Fuente: Distrito de México

El año del Jubileo ante el desafío de la misericordia

I – 1965-2015 : Significado de un jubileo

1.- Desde el pasado 8 de diciembre, el Jubileo extraordinario proclamado por el papa Francisco sigue su curso. El sucesor de San Pedro ha escogido esta fecha para la apertura «por su gran significado en la historia reciente de la Iglesia»[1]. La intención manifiesta del Soberano Pontífice es, en efecto, abrir la Puerta Santa «en el quincuagésimo aniversario de la conclusión del Concilio Ecuménico Vaticano II». Esto ya era un hecho consumado, y explica el sentido profundo de la iniciativa: en la línea del último concilio, este año jubilar, vivido en misericordia, tiene por objeto alejar «cualquier forma de discriminación»[2]. Francisco, por cierto, lo ha explicado claramente[3], aludiendo explícitamente a sus predecesores. Durante el discurso de apertura del Concilio Vaticano II, Juan XXIII se cuidó de informar a los fieles católicos que «la Esposa de Cristo prefiere usar la medicina de la misericordia más que la de la severidad». De estas intenciones del Papa se hicieron eco las de su sucesor Pablo VI en la clausura del mismo concilio: «El paradigma de la espiritualidad del Concilio ha sido la antigua parábola del Buen Samaritano». En el Evangelio, esta historia es una parábola que explica por medio de imágenes en qué consiste la misericordia. Cincuenta años más tarde, el papa Francisco no hace otra cosa que perseverar, con toda la pompa y la publicidad mediática que lleva en sí la iniciativa de un jubileo, en la nueva óptica adoptada por Juan XXIII y Pablo VI. «El primer deber de la Iglesia no es distribuir condenas o anatemas sino proclamar la misericordia de Dios, llamar a la conversión y conducir a todos los hombres a la salvación del Señor»[4].

2.- ¿Qué misericordia? ¿Qué conversión? ¿Qué salvación? Y por último, ¿qué indulgencia? Estos son los interrogantes que se plantea cada vez más la conciencia de los católicos al cabo de cincuenta años. Y la apertura del reciente Jubileo pone de manifiesto toda su urgencia.

II – La verdadera misericordia [5]

3. La misericordia es una virtud que se distingue de todas las demás porque tiene un objeto y una razón propios. El objeto de la misericordia consiste en aliviar el sufrimiento ajeno. Y el motivo es considerar como propio el sufrimiento ajeno.
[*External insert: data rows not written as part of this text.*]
Issue #8784, opened 2024-08-06
TS Error Cleanup: Argument Type Mismatch in Function Call


akuny:
**TS2345: `Argument of type '<something>' is not assignable to parameter of type <something else>'.`**

- [x] scripts/elasticsearch/ready-cluster-for-migration.helpers.test.ts
- [x] shared/src/business/entities/cases/Case.ts
- [x] shared/src/business/entities/cases/Case.updateAutomaticBlocked.test.ts
- [x] shared/src/business/entities/courtIssuedDocument/CourtIssuedDocumentTypeA.ts
- [x] shared/src/business/entities/courtIssuedDocument/CourtIssuedDocumentTypeB.ts
- [x] shared/src/business/entities/courtIssuedDocument/CourtIssuedDocumentTypeC.ts
- [x] shared/src/business/entities/courtIssuedDocument/CourtIssuedDocumentTypeD.ts
- [x] shared/src/business/entities/courtIssuedDocument/CourtIssuedDocumentTypeE.ts
- [x] shared/src/business/entities/courtIssuedDocument/CourtIssuedDocumentTypeF.ts
- [x] shared/src/business/entities/courtIssuedDocument/CourtIssuedDocumentTypeG.ts
- [x] shared/src/business/entities/courtIssuedDocument/CourtIssuedDocumentTypeH.ts
- [x] shared/src/business/entities/DocketEntry.isPublic.test.ts
- [x] shared/src/business/entities/DocketEntry.ts
- [x] shared/src/business/entities/docketEntry/DocketEntryFactory.ts
- [x] shared/src/business/entities/documents/DocumentSearch.ts
- [x] shared/src/business/entities/externalDocument/ExternalDocumentNonStandardA.ts
- [x] shared/src/business/entities/externalDocument/ExternalDocumentNonStandardB.ts
- [x] shared/src/business/entities/externalDocument/ExternalDocumentNonStandardC.ts
- [x] shared/src/business/entities/externalDocument/ExternalDocumentNonStandardD.ts
- [x] shared/src/business/entities/externalDocument/ExternalDocumentNonStandardE.ts
- [x] shared/src/business/entities/externalDocument/ExternalDocumentNonStandardF.ts
- [x] shared/src/business/entities/externalDocument/ExternalDocumentNonStandardG.ts
- [x] shared/src/business/entities/externalDocument/ExternalDocumentNonStandardH.ts
[...]

PR #9701, opened 2026-02-02
8784 ts error cleanup arg type mismatch to test 1770063837

devinganey613:
#8784 Fixing typescript errors

- Added Error alert to gracefully handle document signing failure.


shared/src/business/useCases/validateHearingNoteInteractor.test.ts
```diff
@@ -1,17 +1,17 @@
-import { applicationContext } from '../test/createTestApplicationContext';
 import { validateHearingNoteInteractor } from './validateHearingNoteInteractor';
 
 describe('validateHearingNoteInteractor', () => {
-  it('returns a defined errors object if the note is null', () => {
-    const errors = validateHearingNoteInteractor(applicationContext, {
-      note: null,
+  it('returns a defined errors object if the note is greater than 200 characters', () => {
+    const errors = validateHearingNoteInteractor({
```
paulo-filho-ctr, line 5: Is the case where the defined object of the note is null is no longer needed?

El objeto de la misericordia

4. El sufrimiento es un mal, y en el orden de las cosas humanas, el mal se divide proporcionalmente entre el pecado y la pena. La diferencia capital entre estas dos clases de males está en que el pecado se comete mientras que la pena se padece. Todo mal sufrido involuntariamente[6] es en efecto una pena, ya que todo mal se sufre precisamente a consecuencia de un pecado, original o personal, del cual es justo castigo providencial. Y todo mal cometido voluntariamente es pecado, ya que todo mal se se comete contra la eterna ley divina. Si se considera con toda precisión, se comprende que el pecado y la pena son opuestos entre sí: un mismo mal no puede ser a la vez lo uno y lo otro en una misma  relación, porque no puede ser a la vez y en una misma relación cometido y sufrido. Siguiendo en esta línea de precisión, diremos que el pecado, como es un mal cometido adrede, y en la medida exacta en que lo es, pide por sí mismo la justicia y por consiguiente el castigo o la pena; la pena, al contrario, como es un mal que se padece, contra la propia voluntad, puede suscitar la misericordia en la medida en que el pecado que la ha merecido se convierte para el pecador en objeto de eficaz arrepentimiento, o sea de penitencia.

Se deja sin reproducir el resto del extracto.